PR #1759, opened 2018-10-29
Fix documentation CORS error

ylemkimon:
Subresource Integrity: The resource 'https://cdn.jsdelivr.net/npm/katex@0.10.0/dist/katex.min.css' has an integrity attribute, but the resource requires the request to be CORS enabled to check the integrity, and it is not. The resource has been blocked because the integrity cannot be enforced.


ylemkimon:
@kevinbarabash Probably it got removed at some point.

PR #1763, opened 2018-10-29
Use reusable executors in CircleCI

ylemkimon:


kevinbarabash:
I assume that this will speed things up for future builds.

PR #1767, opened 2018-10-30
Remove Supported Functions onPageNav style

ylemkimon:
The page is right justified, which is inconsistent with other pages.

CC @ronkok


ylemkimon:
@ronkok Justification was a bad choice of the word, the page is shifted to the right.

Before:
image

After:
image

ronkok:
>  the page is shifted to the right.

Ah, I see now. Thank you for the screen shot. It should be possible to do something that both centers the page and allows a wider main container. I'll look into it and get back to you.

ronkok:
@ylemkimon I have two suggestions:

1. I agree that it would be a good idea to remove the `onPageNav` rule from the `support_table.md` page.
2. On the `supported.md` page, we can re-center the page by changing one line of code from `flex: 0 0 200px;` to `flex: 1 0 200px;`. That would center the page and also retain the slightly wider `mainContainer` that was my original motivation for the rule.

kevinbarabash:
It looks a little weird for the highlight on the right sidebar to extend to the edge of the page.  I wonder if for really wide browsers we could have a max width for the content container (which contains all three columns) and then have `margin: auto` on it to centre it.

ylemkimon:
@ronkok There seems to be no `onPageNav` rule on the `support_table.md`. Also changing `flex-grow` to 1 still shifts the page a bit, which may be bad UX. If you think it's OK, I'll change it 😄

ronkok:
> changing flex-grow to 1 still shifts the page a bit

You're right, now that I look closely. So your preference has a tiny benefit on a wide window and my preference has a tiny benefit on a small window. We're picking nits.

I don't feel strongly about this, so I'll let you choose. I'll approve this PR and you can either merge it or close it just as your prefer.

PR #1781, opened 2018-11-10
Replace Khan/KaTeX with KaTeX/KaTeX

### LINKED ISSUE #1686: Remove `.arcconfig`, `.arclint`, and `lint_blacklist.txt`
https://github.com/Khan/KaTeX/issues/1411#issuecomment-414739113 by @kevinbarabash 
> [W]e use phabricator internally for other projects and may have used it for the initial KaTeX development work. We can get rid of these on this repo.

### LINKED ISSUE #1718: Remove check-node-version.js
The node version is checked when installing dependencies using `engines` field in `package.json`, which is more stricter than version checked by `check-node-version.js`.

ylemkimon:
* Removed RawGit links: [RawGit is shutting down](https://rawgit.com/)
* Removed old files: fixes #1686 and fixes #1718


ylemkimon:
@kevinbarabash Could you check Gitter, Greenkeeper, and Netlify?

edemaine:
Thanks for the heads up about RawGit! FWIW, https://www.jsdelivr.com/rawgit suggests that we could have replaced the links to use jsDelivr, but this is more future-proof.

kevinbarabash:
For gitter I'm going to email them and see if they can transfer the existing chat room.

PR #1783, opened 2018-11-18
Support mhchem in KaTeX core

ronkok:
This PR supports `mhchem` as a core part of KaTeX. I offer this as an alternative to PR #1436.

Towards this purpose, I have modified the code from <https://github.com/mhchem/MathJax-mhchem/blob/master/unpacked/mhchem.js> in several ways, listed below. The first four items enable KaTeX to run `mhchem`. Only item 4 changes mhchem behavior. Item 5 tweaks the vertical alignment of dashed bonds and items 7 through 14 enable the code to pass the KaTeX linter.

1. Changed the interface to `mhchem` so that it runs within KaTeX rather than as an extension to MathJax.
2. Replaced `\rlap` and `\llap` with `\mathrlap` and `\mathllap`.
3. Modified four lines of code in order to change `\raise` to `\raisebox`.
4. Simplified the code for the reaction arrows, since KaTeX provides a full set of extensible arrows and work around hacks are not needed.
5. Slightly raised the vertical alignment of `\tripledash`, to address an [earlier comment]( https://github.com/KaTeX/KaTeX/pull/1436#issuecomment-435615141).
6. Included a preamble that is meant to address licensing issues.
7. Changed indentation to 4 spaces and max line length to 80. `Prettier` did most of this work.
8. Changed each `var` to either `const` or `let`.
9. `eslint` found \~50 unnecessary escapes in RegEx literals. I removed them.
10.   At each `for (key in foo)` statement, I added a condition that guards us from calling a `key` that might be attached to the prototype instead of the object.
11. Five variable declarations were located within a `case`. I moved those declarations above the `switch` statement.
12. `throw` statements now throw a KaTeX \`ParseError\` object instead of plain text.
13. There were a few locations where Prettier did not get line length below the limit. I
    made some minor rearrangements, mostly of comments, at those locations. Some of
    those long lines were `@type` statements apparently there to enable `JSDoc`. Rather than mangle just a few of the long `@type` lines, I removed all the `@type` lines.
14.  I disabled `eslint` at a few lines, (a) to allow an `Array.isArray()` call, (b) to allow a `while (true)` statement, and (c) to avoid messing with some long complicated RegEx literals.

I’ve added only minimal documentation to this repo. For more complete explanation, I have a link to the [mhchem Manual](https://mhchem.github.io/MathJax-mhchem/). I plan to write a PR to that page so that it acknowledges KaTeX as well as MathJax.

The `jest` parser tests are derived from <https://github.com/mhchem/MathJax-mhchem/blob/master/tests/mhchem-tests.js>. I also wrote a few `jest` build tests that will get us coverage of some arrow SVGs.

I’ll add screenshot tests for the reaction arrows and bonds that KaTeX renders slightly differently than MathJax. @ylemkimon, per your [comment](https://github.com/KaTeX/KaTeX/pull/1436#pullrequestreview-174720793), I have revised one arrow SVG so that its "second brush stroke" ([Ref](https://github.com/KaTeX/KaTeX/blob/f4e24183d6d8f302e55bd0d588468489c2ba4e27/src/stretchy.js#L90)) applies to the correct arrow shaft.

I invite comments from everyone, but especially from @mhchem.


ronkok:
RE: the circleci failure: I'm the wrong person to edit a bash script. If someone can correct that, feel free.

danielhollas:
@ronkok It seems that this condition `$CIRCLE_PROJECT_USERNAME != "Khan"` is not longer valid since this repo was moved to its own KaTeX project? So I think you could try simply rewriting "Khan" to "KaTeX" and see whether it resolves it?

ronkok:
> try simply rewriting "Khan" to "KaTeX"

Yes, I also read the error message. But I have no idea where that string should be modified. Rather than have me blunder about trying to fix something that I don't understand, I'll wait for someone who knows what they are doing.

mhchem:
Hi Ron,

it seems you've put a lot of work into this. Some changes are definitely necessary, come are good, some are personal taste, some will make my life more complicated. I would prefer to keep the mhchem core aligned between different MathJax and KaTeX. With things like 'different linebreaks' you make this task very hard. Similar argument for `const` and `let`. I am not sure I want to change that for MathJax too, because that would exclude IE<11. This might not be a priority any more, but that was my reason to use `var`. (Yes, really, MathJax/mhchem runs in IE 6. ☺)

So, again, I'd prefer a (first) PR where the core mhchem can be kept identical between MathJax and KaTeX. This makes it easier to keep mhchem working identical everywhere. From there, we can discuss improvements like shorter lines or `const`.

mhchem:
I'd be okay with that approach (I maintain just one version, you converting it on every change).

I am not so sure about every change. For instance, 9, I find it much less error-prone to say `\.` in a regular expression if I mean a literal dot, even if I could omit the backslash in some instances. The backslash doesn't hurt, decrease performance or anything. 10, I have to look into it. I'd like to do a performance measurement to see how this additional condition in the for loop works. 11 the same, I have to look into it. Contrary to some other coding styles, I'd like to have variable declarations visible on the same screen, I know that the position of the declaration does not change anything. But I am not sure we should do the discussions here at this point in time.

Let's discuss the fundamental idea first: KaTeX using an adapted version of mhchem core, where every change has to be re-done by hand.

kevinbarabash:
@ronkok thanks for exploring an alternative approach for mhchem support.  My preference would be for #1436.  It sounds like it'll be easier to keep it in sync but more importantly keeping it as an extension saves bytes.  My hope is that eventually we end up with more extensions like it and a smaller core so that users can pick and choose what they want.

■ ■ ■ ■ ■ ■ ■

* **TASK ITEM**: Give back exactly the lines of the listing above that run from the line with "I'd be okay" to the line with "I am not so", inclusive.

* **COMPLETED TASK**:
I'd be okay with that approach (I maintain just one version, you converting it on every change).

I am not so sure about every change. For instance, 9, I find it much less error-prone to say `\.` in a regular expression if I mean a literal dot, even if I could omit the backslash in some instances. The backslash doesn't hurt, decrease performance or anything. 10, I have to look into it. I'd like to do a performance measurement to see how this additional condition in the for loop works. 11 the same, I have to look into it. Contrary to some other coding styles, I'd like to have variable declarations visible on the same screen, I know that the position of the declaration does not change anything. But I am not sure we should do the discussions here at this point in time.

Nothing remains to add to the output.